Bahsedilen yaşam olayları ve ortaya çıkarttıkları belirtilerle baş edebilmek için yaşlı nüfus taarfından bir takım savunma mekanizmalarının geliştirildiğini görürüz. Yapılan çalışmalar yaşlılıkta depresyonun sıklıkla maskelendiğini ve hafife alınarak görmezden gelinmeye çalışıldığını göstermiştir (Eker, Noyan, 2004). En sık rastlanan bir diğer durum ise sosyal olarak içe çekilme yani izolasyondur. Yaşlı bireyler kabul etmekte zorlandıkları bu duygularla başa çıkmak için çoğunlukla onlardan kaçınmayı seçerler. Bu da sosyal ilişkilerinin zayıflamasına ve bu durumun devamı olarak da yalnızlığa sebep olmaktadır. Yalnızlıkla birlikte artan olumsuz duygu durumunun ise depresyonu besleme ve intihar riskini arttırma ihtimali olabilir.
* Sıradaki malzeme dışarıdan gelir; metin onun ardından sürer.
PR #9, opened 2018-07-04
OPENEUROPA-582: Update images on docker-compose and drone file.

voidtek:
### Description

Update images on docker-compose and drone file.

### Change log

- Changed: Images on docker-compose and drone file.

### Commands

```sh
no commands

```

### DIFF
--- a/composer.json
+++ b/composer.json
@@ -47,11 +47,6 @@
     },
     "extra": {
         "composer-exit-on-patch-failure": true,
-        "patches": {
-            "drupal/core": {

Depresyonunun belirtilerinin ileri yaşla beraber gelen fiziksel belirtilere atfedilmesi sıklıkla yapılan hatalardan biridir. Yaşlılıkla birlikte görülen demansın ve çeşitli ilaç kullanımının olmasının da yaşlılıkta depresyon tanısını zorlaştırdığı bilinmektedir.

Tedavi

Yaşlılıkta depresyon tedavisinde dikkat edilmesi gereken ilkeler Copeland ve arkadaşları tarafından 1992 yılında şu şekilde belirlenmiştir;

  • Pratisyen hekimler yaşlılıkta depresyon konusunda eğitilmelidirler.
  • Yaşlılıkta depresyon ayrı ve tedavi edilebilir bir hastalıktır.
  • Depresyon, yaşlılığın doğal sonucu değildir.
  • Yaşlıların uygun farmakolojik tedavi almaları ve psikolojik müdahale görmeleri haklarıdır.

Depresyonun tedavisinde psikoterapi ve ilacın birlikte kullanılması en etkili yöntem olarak belirlense de, yaşlılıkta ilaç kullanımı farklılık gösterebilir. Alanında uzman bir hekime danışmadan ilaç kullanımına asla başlanmamalıdır. Psikoterapide amaç bireylerin yaşadıklarını anlamlandırmalarına yardımcı olmak ve yaşadığı değişimlerle kaçınmadan nasıl başa çıkabileceğinin yollarını aramaktır. Çevreden gelecek koşulsuz kabul ve destek her yaş grubunda olduğu gibi yaşlılıktaki depresyon tedavisinde de önemli bir etkendir.